Collection entries:
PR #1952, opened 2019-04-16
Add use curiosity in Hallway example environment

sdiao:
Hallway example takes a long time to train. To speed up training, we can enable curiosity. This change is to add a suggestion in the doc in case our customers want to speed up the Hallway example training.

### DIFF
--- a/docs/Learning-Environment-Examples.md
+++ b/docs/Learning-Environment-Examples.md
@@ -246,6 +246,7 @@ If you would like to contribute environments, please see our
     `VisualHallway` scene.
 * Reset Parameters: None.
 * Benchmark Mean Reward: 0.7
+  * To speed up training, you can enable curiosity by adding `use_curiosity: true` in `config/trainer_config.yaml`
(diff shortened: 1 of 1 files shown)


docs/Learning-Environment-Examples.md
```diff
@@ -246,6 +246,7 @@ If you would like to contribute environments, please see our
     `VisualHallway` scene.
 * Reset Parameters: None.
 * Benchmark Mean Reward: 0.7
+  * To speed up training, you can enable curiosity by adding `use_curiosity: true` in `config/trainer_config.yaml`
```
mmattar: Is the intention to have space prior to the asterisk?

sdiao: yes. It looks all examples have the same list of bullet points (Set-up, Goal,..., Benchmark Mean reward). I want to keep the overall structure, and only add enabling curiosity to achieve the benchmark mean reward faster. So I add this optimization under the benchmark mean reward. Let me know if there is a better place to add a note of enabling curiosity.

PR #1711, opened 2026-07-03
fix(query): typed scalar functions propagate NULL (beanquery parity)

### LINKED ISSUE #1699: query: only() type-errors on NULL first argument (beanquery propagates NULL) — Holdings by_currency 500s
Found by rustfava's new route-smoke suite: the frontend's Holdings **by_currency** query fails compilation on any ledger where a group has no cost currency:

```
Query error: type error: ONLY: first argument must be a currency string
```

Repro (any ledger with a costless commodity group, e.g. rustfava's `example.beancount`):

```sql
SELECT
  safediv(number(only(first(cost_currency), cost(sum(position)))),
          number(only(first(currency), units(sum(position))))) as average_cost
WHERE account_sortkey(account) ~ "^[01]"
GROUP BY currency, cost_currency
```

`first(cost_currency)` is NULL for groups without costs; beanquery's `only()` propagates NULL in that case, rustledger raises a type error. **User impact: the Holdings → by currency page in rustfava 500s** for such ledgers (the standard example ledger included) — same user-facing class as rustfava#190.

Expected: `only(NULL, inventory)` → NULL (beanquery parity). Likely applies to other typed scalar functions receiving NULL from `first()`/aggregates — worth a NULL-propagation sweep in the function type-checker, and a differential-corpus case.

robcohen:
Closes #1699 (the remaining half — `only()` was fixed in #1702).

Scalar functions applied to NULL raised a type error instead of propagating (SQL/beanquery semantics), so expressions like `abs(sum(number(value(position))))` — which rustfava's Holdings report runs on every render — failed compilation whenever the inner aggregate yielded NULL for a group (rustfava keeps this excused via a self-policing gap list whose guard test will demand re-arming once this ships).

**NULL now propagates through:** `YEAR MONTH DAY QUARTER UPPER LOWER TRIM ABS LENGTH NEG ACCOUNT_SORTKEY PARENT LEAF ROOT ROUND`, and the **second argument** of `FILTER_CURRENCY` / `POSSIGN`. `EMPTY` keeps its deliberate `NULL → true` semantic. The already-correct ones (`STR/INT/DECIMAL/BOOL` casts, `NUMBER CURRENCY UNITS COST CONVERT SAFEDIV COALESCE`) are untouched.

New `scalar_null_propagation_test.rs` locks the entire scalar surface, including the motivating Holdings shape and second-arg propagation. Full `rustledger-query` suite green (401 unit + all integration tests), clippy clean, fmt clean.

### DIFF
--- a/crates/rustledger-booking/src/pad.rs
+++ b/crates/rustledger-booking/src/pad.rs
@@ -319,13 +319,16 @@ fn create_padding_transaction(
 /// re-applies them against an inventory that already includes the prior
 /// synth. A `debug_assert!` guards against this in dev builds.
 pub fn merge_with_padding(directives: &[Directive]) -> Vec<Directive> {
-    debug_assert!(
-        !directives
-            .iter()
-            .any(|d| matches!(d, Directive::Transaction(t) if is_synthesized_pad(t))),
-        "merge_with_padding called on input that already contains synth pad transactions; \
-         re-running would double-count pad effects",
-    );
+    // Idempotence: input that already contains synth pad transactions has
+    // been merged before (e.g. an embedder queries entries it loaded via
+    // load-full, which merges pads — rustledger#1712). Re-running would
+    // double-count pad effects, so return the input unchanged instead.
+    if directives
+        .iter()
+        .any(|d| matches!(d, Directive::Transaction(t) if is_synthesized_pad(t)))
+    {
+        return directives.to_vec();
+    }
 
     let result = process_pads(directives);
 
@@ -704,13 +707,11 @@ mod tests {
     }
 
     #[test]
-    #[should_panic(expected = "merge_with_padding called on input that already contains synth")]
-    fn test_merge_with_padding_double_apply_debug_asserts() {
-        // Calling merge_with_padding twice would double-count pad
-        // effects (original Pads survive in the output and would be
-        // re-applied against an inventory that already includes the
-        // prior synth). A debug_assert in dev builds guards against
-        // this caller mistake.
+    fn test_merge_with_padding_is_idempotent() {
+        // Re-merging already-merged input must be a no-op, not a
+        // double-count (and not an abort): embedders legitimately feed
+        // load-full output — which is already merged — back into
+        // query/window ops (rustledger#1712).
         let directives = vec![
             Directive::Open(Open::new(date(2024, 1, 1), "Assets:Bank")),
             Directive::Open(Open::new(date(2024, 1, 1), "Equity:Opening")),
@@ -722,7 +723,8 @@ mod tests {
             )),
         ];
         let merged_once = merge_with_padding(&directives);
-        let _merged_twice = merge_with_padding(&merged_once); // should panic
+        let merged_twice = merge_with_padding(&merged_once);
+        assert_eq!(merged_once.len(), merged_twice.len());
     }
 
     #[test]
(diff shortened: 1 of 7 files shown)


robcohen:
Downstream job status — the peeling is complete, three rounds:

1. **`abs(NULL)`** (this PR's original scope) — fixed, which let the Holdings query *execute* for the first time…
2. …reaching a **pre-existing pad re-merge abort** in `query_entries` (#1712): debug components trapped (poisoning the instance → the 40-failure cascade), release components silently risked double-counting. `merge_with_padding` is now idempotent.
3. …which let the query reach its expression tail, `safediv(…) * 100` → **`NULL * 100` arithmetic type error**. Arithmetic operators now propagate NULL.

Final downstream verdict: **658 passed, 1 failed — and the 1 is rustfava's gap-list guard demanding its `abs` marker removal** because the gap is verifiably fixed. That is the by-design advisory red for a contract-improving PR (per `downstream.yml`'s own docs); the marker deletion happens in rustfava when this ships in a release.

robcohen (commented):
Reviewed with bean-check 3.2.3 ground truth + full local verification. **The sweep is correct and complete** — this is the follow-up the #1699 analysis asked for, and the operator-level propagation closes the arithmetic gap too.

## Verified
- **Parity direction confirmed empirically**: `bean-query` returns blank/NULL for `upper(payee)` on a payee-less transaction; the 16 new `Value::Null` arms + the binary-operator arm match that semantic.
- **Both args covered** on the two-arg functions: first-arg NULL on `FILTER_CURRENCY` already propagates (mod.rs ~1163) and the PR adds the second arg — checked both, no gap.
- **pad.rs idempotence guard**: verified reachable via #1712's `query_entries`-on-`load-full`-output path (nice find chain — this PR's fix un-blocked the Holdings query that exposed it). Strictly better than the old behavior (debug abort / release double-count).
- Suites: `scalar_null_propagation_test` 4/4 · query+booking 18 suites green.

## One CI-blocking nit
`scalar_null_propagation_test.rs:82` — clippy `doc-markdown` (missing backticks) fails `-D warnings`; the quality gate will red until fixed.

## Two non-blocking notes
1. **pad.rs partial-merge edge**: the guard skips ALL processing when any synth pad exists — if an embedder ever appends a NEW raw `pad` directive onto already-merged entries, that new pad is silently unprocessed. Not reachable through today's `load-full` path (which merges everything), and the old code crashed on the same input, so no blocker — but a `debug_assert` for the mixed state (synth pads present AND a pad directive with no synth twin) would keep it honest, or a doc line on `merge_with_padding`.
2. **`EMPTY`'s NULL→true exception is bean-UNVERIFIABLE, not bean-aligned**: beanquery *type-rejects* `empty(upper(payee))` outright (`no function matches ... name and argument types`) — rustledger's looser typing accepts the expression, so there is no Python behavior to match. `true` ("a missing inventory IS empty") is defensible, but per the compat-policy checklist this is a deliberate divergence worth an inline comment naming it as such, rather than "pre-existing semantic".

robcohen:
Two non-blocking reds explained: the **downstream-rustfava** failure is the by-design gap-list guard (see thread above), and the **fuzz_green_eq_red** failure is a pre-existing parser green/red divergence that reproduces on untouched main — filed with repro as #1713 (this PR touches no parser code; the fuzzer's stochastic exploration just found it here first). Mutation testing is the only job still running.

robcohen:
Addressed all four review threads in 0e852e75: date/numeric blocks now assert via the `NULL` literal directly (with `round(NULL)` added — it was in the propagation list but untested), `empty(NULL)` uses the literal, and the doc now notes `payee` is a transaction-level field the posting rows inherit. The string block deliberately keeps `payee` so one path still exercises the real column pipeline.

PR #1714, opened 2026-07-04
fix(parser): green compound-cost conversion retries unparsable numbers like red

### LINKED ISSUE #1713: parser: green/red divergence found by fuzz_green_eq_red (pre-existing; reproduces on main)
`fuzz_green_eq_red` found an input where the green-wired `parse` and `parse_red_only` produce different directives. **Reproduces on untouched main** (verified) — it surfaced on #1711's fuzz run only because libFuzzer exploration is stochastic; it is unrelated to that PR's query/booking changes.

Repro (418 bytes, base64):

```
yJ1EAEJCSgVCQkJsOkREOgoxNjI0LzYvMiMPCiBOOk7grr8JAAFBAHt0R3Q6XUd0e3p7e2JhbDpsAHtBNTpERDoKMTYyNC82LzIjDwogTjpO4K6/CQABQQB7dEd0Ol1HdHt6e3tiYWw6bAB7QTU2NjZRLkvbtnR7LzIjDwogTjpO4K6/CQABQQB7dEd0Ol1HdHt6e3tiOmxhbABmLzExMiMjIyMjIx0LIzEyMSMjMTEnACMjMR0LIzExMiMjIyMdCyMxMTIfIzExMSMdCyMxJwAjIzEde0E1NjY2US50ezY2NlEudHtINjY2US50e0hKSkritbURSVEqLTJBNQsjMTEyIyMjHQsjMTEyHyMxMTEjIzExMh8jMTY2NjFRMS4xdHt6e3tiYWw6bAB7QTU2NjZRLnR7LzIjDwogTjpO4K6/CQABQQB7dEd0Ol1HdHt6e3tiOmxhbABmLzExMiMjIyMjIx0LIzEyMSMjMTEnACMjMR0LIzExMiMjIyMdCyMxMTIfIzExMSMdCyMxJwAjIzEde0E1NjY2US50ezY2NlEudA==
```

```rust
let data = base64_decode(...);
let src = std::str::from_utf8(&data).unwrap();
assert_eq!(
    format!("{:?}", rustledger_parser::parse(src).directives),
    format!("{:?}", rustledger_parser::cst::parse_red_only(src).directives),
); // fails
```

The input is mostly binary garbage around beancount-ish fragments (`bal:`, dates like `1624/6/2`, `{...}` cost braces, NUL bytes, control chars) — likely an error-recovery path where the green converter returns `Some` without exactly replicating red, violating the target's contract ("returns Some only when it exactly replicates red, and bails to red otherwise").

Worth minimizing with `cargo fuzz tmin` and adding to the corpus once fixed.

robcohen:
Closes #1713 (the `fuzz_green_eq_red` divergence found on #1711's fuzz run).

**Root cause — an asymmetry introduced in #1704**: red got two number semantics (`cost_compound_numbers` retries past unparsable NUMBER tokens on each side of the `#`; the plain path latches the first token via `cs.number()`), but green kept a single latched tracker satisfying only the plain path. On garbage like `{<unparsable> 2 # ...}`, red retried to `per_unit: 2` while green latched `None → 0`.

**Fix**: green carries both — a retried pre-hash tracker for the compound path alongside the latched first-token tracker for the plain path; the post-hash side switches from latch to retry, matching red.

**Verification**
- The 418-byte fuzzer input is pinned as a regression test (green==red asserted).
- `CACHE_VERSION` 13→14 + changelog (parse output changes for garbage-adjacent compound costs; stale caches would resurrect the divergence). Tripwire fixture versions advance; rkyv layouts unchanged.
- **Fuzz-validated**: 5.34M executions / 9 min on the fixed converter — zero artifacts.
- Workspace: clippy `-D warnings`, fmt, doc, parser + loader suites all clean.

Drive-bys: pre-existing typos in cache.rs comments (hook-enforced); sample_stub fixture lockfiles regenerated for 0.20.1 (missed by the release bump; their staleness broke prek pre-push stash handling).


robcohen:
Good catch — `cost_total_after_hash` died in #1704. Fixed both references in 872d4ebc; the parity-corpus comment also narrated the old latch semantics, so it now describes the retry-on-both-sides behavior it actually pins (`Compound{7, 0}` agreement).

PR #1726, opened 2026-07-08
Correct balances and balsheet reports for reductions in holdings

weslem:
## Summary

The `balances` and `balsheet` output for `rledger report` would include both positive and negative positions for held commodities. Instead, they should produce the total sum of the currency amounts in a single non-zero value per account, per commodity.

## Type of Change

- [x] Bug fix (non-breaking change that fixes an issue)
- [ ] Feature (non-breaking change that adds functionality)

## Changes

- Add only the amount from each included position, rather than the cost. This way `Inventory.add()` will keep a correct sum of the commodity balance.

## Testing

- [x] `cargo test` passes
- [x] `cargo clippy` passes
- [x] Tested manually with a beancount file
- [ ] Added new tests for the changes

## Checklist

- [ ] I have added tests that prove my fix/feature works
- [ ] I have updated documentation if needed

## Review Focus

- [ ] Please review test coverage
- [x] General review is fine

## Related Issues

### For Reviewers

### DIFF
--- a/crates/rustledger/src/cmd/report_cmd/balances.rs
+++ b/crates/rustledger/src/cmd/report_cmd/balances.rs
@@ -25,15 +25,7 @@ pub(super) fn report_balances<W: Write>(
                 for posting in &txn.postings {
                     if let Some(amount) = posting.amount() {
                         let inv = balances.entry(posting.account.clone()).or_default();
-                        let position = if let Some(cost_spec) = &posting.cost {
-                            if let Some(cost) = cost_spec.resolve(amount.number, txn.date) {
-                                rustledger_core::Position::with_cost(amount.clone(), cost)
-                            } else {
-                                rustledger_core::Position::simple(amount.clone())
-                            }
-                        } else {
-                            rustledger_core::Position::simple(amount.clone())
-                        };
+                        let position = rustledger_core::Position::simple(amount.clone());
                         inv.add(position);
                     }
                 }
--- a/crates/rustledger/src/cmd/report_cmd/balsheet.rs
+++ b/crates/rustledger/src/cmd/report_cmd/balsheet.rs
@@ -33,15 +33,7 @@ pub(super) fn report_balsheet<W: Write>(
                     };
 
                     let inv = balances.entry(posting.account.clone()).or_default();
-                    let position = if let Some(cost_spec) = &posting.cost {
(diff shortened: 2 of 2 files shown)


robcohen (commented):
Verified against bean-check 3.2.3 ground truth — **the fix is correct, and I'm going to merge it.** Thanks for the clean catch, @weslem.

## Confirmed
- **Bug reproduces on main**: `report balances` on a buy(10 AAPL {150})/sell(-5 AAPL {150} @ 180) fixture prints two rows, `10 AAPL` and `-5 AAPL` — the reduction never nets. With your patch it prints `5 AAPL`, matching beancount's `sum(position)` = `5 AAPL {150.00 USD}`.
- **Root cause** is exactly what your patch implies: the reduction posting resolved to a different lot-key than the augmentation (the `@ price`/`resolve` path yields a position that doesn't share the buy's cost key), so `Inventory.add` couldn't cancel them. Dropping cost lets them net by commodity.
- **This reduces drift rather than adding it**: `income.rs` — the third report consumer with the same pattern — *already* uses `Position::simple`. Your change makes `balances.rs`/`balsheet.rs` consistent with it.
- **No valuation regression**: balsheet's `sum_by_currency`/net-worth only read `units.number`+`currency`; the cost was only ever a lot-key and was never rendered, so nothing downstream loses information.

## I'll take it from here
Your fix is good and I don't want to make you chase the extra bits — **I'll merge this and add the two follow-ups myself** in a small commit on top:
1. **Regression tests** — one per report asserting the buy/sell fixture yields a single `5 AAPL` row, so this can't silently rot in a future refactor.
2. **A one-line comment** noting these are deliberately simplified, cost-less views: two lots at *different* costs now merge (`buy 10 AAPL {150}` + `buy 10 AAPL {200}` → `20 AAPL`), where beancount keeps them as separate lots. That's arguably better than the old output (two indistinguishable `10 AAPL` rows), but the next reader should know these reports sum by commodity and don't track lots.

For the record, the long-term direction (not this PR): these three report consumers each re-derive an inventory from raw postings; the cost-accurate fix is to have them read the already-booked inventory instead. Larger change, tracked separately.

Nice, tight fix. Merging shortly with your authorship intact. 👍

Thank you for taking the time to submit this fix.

Problem description » Retype only this portion of the data above: the line containing "it loaded via", the line containing "embedders legitimately feed", and all lines between them, exactly.

Answer to this exercise »
+    // been merged before (e.g. an embedder queries entries it loaded via
+    // load-full, which merges pads — rustledger#1712). Re-running would
+    // double-count pad effects, so return the input unchanged instead.
+    if directives
+        .iter()
+        .any(|d| matches!(d, Directive::Transaction(t) if is_synthesized_pad(t)))
+    {
+        return directives.to_vec();
+    }
 
     let result = process_pads(directives);
 
@@ -704,13 +707,11 @@ mod tests {
     }
 
     #[test]
-    #[should_panic(expected = "merge_with_padding called on input that already contains synth")]
-    fn test_merge_with_padding_double_apply_debug_asserts() {
-        // Calling merge_with_padding twice would double-count pad
-        // effects (original Pads survive in the output and would be
-        // re-applied against an inventory that already includes the
-        // prior synth). A debug_assert in dev builds guards against
-        // this caller mistake.
+    fn test_merge_with_padding_is_idempotent() {
+        // Re-merging already-merged input must be a no-op, not a
+        // double-count (and not an abort): embedders legitimately feed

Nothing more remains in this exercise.